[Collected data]
PR #4766, opened 2026-08-20
fix(utils): fold project dotenv provenance keys on Windows only

probepark:
Split out of #4763 at @snowykr's request, with the executable Windows coverage they asked for.

## The defect

Windows environment variable names are case-insensitive. The project-dotenv provenance snapshot was keyed with the exact case parsed from the file, while every lookup is spelled upper case:

```ts
const declaredHome = snapshot.values[authoritativeHomeKey]; // "USERPROFILE" on win32
```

#### Your objective
Filter the records, keeping only lines that contain "dotenv", and show those lines.

#### Answer to the problem
fix(utils): fold project dotenv provenance keys on Windows only
Windows environment variable names are case-insensitive. The project-dotenv provenance snapshot was keyed with the exact case parsed from the file, while every lookup is spelled upper case:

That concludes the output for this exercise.